Everyone loves the water …
But what’s the best way to get in touch with it?
That’s where the water table comes in. And no, I’m not talking about sitting around a table made of water or solid ice. I’m talking about being knowledgeable of where the water table is at in the places it matters and the water bodies we aim to fix.
What is the water table? It’s a layman term we give to the height of the surface of a water body. Most commonly it is used to describe the level of the underlying ground water. And unlike a river that moves fast (and in many streams at the rapid runs) you can actually see the water surface moving down in elevation like a run of stairsteps — the ground-water table is almost completely flat. The same can be said for most freshwater lakes and wetlands. The water table moves up and down, but also stays flat.
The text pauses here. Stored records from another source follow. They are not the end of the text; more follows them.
PR #1774, opened 2020-01-16
Fix: Removed associated item gets corrected on story correction. [SDESK-4944]

GyanP:


apps/publish/content/common.py
```diff
@@ -594,6 +594,12 @@ def _publish_associated_items(self, original, updates=None):
                     original[ASSOCIATIONS][associations_key]['operation'] = self.publish_type
                     continue
 
+                # Do not publish removed association items on correction.
```
ride90: I think you can simplify it with:
```
if updates.get(ASSOCIATIONS, {}).get(associations_key) is None:
    continue
```

apps/publish/content/common.py
```diff
@@ -594,6 +594,12 @@ def _publish_associated_items(self, original, updates=None):
...
+                if (updates.get(ASSOCIATIONS, None)
+                        and associations_key in updates[ASSOCIATIONS]
+                        and updates[ASSOCIATIONS][associations_key] is None):
+                    continue
```
ride90: I think you can simplify it with:
```
if updates.get(ASSOCIATIONS, {}).get(associations_key) is None:
    continue
```

GyanP: Actually, association_key must be present, so check for updates[ASSOCIATIONS][association_key] is None only if association_key is present in updates.

ride90: makes sense

PR #1775, opened 2020-01-16
[FEEDING SERVICES][FTP] Don't move file on failed ingestion before ba…

jerome-poisson:
…ckstop delay

If a file can't be ingested with FTP, it will be tried again until
`INGEST_OLD_CONTENT_MINUTES` delay expires. The last modification date
is used to check when backstop delay. The behaviour is the same as for
file feeding service.

The `FILE_INGEST_OLD_CONTENT_MINUTES` setting has been renamed to
`INGEST_OLD_CONTENT_MINUTES` has it is now used both for `file` and
`ftp` feeding services (and maybe others in the future).

SDESK-4834

### DIFF
--- a/superdesk/default_settings.py
+++ b/superdesk/default_settings.py
@@ -645,7 +645,7 @@ FTP_INGEST_FILES_LIST_LIMIT = 100
 #:
 #: .. versionadded:: 1.32.2
 #:
-FILE_INGEST_OLD_CONTENT_MINUTES = 10
+INGEST_OLD_CONTENT_MINUTES = 10
 
 #: default timeout for email connections
 EMAIL_TIMEOUT = 10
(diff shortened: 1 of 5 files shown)


superdesk/default_settings.py
```diff
@@ -638,7 +638,7 @@ def local_to_utc_hour(hour):
 #:
 #: .. versionadded:: 1.32.2
 #:
-FILE_INGEST_OLD_CONTENT_MINUTES = 10
```
petrjasek: would be good to raise some error if old config is set and not the new one

petrjasek: actually new one will be always set, so just when old one is set and is different from new config value

ride90:
@jerome-poisson it would be good to have some tests on it.

jerome-poisson:
@petrjasek @ride90 I've updated code, adding testing of old setting + test.

PR #1777, opened 2020-01-17
SDBELGA-262 Add fs.files info to events files.

ride90:
response example:
Screenshot 2020-01-17 at 11 40 10


petrjasek:
not sure this would work for amazon s3 users, if we just need filename would be better to store it somewhere on the item imo

ride90:
solved in planning https://github.com/superdesk/superdesk-planning/pull/1412

PR #1781, opened 2020-01-22
SDESK-4947 [PUBLISH] It is possible to publish related items locked by a user

ride90:


apps/publish/content/common.py
```diff
@@ -522,8 +534,19 @@ def _validate_associated_items(self, original_item, validation_errors=None):
                     validation_errors.extend(pre_errors)
 
             # check the locks on the items
-            if doc.get('lock_session', None) and original_item['lock_session'] != doc['lock_session']:
-                validation_errors.extend(['{}: packaged item cannot be locked'.format(doc['headline'])])
+            if doc.get('lock_session'):
+                if original_item['lock_session'] != doc['lock_session']:
+                    validation_errors.extend([
+                        '{}: packaged item is locked by another user'.format(
```
pablopunk: Actually this could mean it's locked by this user but on another session. Should we check `lock_user` instead? If not, maybe we can change the message to clarify that

ride90: right

PR #1788, opened 2020-02-03
Move Warning message while publishing to the back-end.

GyanP:


apps/publish/content/common.py
```diff
@@ -266,6 +268,25 @@ def _validate(self, original, updates):
...
+                and not publishing_warnings_confirmed
+                and original.get(ASSOCIATIONS)
+                and self.publish_type in [ITEM_PUBLISH, ITEM_CORRECT]):
+            for key, associated_item in original.get(ASSOCIATIONS).items():
+                if associated_item and archive_service._is_related_content(key):
+                    item = archive_service.find_one(req=None, _id=associated_item.get('_id'))
+                    if item.get('state') not in PUBLISH_STATES:
+                        error_msg = json.dumps({
+                            'id': 'publishing_warnings_confirmed',
+                            'message': _('There are unpublished related \
```
petrjasek: would rather make it a list of warnings so it's more flexible, eg:
```py
json.dumps({
    'warnings': [_('...')],
})
```
not sure we need that id for anything, but if so it would be good to have a constant for it and use it in both places

apps/publish/content/common.py
```diff
@@ -268,6 +271,26 @@ def _validate(self, original, updates):
         if len(validation_errors) > 0:
             raise ValidationError(validation_errors)
 
+    def _raise_if_unpublished_related_items(self, original):
+        archive_service = get_resource_service('archive')
+        publishing_warnings_confirmed = strtobool(request.args.get('publishing_warnings_confirmed') or 'False')
```
petrjasek: I think you should also check if request exists, it might not be set when auto publishing something via ingest routing etc:
```python
confirmed = request and strtobool(...)
```

petrjasek: also not sure what it should do in this case, if it should publish or not, @karelpetrak ?

petrjasek: my bad, this is not about publishing but showing a warning, so in case of auto publishing there is no need to warn

GyanP: How can I know if it's a auto publishing? Do we have different service for this?

petrjasek: request will be empty, so you can do
```python
if not request:
    return
```

karelpetrak: auto publishing via ingest routing should publish it

PR #1791, opened 2020-02-04
[SDESK-4984] Empty error message on insufficient privileges to create a content template

nrvikas:


apps/auth/auth.py
```diff
@@ -114,13 +114,14 @@ def check_permissions(self, resource, method, user):
             return True
 
         # Step 3: Intrinsic Privileges
+        message = 'Insufficient privileges for the requested operation.'
```
MarkLark86: Translation required for this error message. i.e.:
```
from flask_babel import _
....
    message = _('Insufficient privileges for the requested operation.')
```

PR #1792, opened 2020-02-04
fix related items refs

petrjasek:
make sure we only keep id and type for related item associations

SDESK-4954


GyanP:
Required for https://dev.sourcefabric.org/browse/SDESK-4960

PR #1793, opened 2020-02-04
SDESK-4947 Do not publish locked associated items during correction.

ride90:
SDESK-4947
- don't validate _if an associated item is locked_ during publishing if PUBLISH_ASSOCIATED_ITEMS is false
- use associations from `original_item` merged with`updates` during `_validate_associated_items`

### DIFF
--- a/apps/publish/content/common.py
+++ b/apps/publish/content/common.py
@@ -544,14 +544,16 @@ class BasePublishService(BaseService):
                 if doc.get('lock_user'):
                     if original_item['lock_user'] != doc['lock_user']:
                         validation_errors.extend([
-                            '{}: packaged item is locked by another user'.format(
-                                doc.get('headline', doc['_id'])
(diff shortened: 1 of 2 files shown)


apps/publish/content/common.py
```diff
@@ -533,20 +539,21 @@ def _validate_associated_items(self, original_item, validation_errors=None):
...
-                        '{}: packaged item is locked by you. Unlock it and try again'.format(
-                            doc.get('headline', doc['_id'])
-                        )
-                    ])
+            if config.PUBLISH_ASSOCIATED_ITEMS:
+                # check the locks on the items
+                if doc.get('lock_user'):
+                    if original_item['lock_user'] != doc['lock_user']:
+                        validation_errors.extend([
+                            '{}: packaged item is locked by another user'.format(
```
petrjasek: you can use `_(` for the message so we could translate it later

PR #1796, opened 2020-02-06
Add mark_for_user privilege. [SDBELGA-300]

GyanP:
Required for https://github.com/superdesk/superdesk-client-core/pull/3341


petrjasek:
can you make it translatable?

PR #1803, opened 2020-02-13
Add method to retrieve the whole items chain. Move tests into tests dir

ride90:


apps/archive/archive.py
```diff
@@ -1026,6 +1026,73 @@ def _send_mark_user_notifications(self, activity_name, msg, resource=None, item=
...
+                except Exception:
+                    break
+            return item
+
+        item = get_item_translated_from(item)
+        # add item + translations
+        items_chain = [item]
+        items_chain += self.get_item_translations(item)
+
+        while True:
```
petrjasek: as a safety measure I would prefer something like `for i in range(0, 50):` to avoid infinite loops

In the Big Cypress Swamp, there’s a little bit of a wrinkle. Over a very large scale, the land surface is slanted towards the coast. That causes the water table to slide every so slowly downhill in a phenomenon called sheet flow. If you’ve every watched a snail travel a great distance — that’s about it’s pace.
Finally, going back to the title of this post — Setting the Water Table — you can’t have a kitchen table discussion about the water without other parameters, too. Knowledge of flow rates, flooding duration, water depth, soil moisture and water quality composition go hand in hand in having a conversation about the water. But for our purposes, the water table is the best place to start.
As for the best drink to enjoy at the water table, I recommend water. The main course and dessert should also be water, too.